▸ **Task prompt**: Each entry below needs to be retyped exactly as given.

▸ **Material shown**:
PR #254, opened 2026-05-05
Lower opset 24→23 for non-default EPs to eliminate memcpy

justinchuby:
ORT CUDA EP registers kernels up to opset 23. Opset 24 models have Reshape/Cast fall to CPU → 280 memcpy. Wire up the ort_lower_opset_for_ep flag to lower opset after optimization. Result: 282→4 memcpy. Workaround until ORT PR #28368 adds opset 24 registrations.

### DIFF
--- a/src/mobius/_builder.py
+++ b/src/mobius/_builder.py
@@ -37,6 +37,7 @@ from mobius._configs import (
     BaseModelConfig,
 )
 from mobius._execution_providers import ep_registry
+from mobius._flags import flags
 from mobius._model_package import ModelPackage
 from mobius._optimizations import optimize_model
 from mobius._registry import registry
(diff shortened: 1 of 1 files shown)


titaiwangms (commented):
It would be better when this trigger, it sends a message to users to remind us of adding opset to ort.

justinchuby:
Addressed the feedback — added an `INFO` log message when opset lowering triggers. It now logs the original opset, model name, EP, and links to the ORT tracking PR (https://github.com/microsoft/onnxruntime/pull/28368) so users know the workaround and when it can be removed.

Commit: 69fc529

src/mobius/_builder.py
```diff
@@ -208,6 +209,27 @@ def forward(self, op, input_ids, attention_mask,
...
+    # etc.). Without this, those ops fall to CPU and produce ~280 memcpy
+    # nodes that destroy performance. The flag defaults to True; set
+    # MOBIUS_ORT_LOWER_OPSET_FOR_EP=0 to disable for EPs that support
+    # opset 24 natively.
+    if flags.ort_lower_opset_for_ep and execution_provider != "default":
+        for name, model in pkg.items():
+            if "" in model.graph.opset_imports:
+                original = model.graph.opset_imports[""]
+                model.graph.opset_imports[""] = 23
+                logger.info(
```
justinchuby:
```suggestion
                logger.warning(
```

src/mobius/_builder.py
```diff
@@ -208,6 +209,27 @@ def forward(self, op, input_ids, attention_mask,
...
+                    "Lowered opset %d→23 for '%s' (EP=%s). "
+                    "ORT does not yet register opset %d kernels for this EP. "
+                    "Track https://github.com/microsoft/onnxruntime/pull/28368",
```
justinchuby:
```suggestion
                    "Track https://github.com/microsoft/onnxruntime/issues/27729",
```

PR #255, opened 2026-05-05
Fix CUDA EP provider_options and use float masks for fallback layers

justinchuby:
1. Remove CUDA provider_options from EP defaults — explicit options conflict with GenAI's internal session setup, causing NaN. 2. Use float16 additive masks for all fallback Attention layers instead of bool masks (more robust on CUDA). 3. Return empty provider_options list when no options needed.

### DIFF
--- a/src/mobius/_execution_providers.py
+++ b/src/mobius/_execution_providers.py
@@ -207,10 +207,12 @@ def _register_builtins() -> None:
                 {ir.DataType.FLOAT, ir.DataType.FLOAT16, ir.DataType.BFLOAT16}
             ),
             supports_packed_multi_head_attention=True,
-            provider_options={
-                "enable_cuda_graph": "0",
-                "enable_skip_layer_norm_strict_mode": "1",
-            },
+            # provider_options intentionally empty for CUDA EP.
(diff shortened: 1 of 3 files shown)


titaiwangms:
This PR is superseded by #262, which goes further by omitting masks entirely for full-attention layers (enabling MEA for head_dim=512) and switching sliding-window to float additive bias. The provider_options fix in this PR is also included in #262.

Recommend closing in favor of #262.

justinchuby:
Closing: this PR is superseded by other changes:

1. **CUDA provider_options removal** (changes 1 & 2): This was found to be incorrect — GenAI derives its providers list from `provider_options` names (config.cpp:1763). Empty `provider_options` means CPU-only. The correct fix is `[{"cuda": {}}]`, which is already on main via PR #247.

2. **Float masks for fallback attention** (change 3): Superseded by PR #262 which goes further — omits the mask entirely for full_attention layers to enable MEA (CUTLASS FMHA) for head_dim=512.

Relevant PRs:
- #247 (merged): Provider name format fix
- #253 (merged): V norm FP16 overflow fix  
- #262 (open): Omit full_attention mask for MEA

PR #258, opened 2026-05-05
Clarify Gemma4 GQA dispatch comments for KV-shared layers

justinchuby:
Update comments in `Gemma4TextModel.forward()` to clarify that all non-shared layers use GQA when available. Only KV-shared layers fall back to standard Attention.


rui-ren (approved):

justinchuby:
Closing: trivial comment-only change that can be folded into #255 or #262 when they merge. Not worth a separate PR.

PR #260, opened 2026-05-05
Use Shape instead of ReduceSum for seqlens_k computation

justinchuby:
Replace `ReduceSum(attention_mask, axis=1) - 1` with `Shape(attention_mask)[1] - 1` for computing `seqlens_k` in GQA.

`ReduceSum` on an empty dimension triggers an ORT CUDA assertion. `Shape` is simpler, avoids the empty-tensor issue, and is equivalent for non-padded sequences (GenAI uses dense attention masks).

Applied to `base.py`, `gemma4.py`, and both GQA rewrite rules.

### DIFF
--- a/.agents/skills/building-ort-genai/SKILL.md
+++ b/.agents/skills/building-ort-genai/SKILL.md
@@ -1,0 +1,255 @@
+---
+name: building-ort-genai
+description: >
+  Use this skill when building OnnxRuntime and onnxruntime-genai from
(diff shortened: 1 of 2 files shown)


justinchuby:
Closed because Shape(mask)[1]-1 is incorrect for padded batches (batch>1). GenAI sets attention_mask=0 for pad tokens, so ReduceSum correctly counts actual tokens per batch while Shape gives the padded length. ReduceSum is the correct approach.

▸ **Answer to the problem**:
PR #254, opened 2026-05-05
Lower opset 24→23 for non-default EPs to eliminate memcpy

justinchuby:
ORT CUDA EP registers kernels up to opset 23. Opset 24 models have Reshape/Cast fall to CPU → 280 memcpy. Wire up the ort_lower_opset_for_ep flag to lower opset after optimization. Result: 282→4 memcpy. Workaround until ORT PR #28368 adds opset 24 registrations.

### DIFF
--- a/src/mobius/_builder.py
+++ b/src/mobius/_builder.py
@@ -37,6 +37,7 @@ from mobius._configs import (
     BaseModelConfig,
 )
 from mobius._execution_providers import ep_registry
+from mobius._flags import flags
 from mobius._model_package import ModelPackage
 from mobius._optimizations import optimize_model
 from mobius._registry import registry
(diff shortened: 1 of 1 files shown)


titaiwangms (commented):
It would be better when this trigger, it sends a message to users to remind us of adding opset to ort.

justinchuby:
Addressed the feedback — added an `INFO` log message when opset lowering triggers. It now logs the original opset, model name, EP, and links to the ORT tracking PR (https://github.com/microsoft/onnxruntime/pull/28368) so users know the workaround and when it can be removed.

Commit: 69fc529

src/mobius/_builder.py
```diff
@@ -208,6 +209,27 @@ def forward(self, op, input_ids, attention_mask,
...
+    # etc.). Without this, those ops fall to CPU and produce ~280 memcpy
+    # nodes that destroy performance. The flag defaults to True; set
+    # MOBIUS_ORT_LOWER_OPSET_FOR_EP=0 to disable for EPs that support
+    # opset 24 natively.
+    if flags.ort_lower_opset_for_ep and execution_provider != "default":
+        for name, model in pkg.items():
+            if "" in model.graph.opset_imports:
+                original = model.graph.opset_imports[""]
+                model.graph.opset_imports[""] = 23
+                logger.info(
```
justinchuby:
```suggestion
                logger.warning(
```

src/mobius/_builder.py
```diff
@@ -208,6 +209,27 @@ def forward(self, op, input_ids, attention_mask,
...
+                    "Lowered opset %d→23 for '%s' (EP=%s). "
+                    "ORT does not yet register opset %d kernels for this EP. "
+                    "Track https://github.com/microsoft/onnxruntime/pull/28368",
```
justinchuby:
```suggestion
                    "Track https://github.com/microsoft/onnxruntime/issues/27729",
```

PR #255, opened 2026-05-05
Fix CUDA EP provider_options and use float masks for fallback layers

justinchuby:
1. Remove CUDA provider_options from EP defaults — explicit options conflict with GenAI's internal session setup, causing NaN. 2. Use float16 additive masks for all fallback Attention layers instead of bool masks (more robust on CUDA). 3. Return empty provider_options list when no options needed.

### DIFF
--- a/src/mobius/_execution_providers.py
+++ b/src/mobius/_execution_providers.py
@@ -207,10 +207,12 @@ def _register_builtins() -> None:
                 {ir.DataType.FLOAT, ir.DataType.FLOAT16, ir.DataType.BFLOAT16}
             ),
             supports_packed_multi_head_attention=True,
-            provider_options={
-                "enable_cuda_graph": "0",
-                "enable_skip_layer_norm_strict_mode": "1",
-            },
+            # provider_options intentionally empty for CUDA EP.
(diff shortened: 1 of 3 files shown)


titaiwangms:
This PR is superseded by #262, which goes further by omitting masks entirely for full-attention layers (enabling MEA for head_dim=512) and switching sliding-window to float additive bias. The provider_options fix in this PR is also included in #262.

Recommend closing in favor of #262.

justinchuby:
Closing: this PR is superseded by other changes:

1. **CUDA provider_options removal** (changes 1 & 2): This was found to be incorrect — GenAI derives its providers list from `provider_options` names (config.cpp:1763). Empty `provider_options` means CPU-only. The correct fix is `[{"cuda": {}}]`, which is already on main via PR #247.

2. **Float masks for fallback attention** (change 3): Superseded by PR #262 which goes further — omits the mask entirely for full_attention layers to enable MEA (CUTLASS FMHA) for head_dim=512.

Relevant PRs:
- #247 (merged): Provider name format fix
- #253 (merged): V norm FP16 overflow fix  
- #262 (open): Omit full_attention mask for MEA

PR #258, opened 2026-05-05
Clarify Gemma4 GQA dispatch comments for KV-shared layers

justinchuby:
Update comments in `Gemma4TextModel.forward()` to clarify that all non-shared layers use GQA when available. Only KV-shared layers fall back to standard Attention.


rui-ren (approved):

justinchuby:
Closing: trivial comment-only change that can be folded into #255 or #262 when they merge. Not worth a separate PR.

PR #260, opened 2026-05-05
Use Shape instead of ReduceSum for seqlens_k computation

justinchuby:
Replace `ReduceSum(attention_mask, axis=1) - 1` with `Shape(attention_mask)[1] - 1` for computing `seqlens_k` in GQA.

`ReduceSum` on an empty dimension triggers an ORT CUDA assertion. `Shape` is simpler, avoids the empty-tensor issue, and is equivalent for non-padded sequences (GenAI uses dense attention masks).

Applied to `base.py`, `gemma4.py`, and both GQA rewrite rules.

### DIFF
--- a/.agents/skills/building-ort-genai/SKILL.md
+++ b/.agents/skills/building-ort-genai/SKILL.md
@@ -1,0 +1,255 @@
+---
+name: building-ort-genai
+description: >
+  Use this skill when building OnnxRuntime and onnxruntime-genai from
(diff shortened: 1 of 2 files shown)


justinchuby:
Closed because Shape(mask)[1]-1 is incorrect for padded batches (batch>1). GenAI sets attention_mask=0 for pad tokens, so ReduceSum correctly counts actual tokens per batch while Shape gives the padded length. ReduceSum is the correct approach.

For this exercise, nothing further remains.